*** Block opens ***

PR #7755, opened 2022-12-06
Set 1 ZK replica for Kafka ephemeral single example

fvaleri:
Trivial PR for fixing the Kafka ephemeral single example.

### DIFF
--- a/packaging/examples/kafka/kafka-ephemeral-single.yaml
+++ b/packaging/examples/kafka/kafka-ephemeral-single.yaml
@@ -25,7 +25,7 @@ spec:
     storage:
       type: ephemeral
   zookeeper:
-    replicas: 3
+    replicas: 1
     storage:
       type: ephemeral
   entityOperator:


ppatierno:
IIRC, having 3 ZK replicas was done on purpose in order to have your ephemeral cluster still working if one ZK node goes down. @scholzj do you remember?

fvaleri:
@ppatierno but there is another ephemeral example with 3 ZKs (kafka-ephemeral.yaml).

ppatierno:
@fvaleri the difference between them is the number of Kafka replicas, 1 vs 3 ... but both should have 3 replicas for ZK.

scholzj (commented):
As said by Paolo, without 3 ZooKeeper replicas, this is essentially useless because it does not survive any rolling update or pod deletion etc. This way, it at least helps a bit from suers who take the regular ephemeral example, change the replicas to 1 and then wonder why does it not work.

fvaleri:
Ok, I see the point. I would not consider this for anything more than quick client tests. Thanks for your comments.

*** Block closes ***
*** Block opens ***

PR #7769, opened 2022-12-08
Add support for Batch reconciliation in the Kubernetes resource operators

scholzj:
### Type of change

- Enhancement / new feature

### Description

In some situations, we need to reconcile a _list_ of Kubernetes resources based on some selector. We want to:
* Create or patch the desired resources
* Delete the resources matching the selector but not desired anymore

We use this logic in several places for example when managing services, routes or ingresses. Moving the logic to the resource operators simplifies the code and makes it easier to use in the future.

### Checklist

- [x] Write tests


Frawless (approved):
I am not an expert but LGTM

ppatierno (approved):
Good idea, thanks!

*** Block closes ***

From the records above, quote only the lines running from the line with "As said by Paolo, without" to the line with "Ok, I see the", both lines included.

Result below:
As said by Paolo, without 3 ZooKeeper replicas, this is essentially useless because it does not survive any rolling update or pod deletion etc. This way, it at least helps a bit from suers who take the regular ephemeral example, change the replicas to 1 and then wonder why does it not work.

fvaleri:
Ok, I see the point. I would not consider this for anything more than quick client tests. Thanks for your comments.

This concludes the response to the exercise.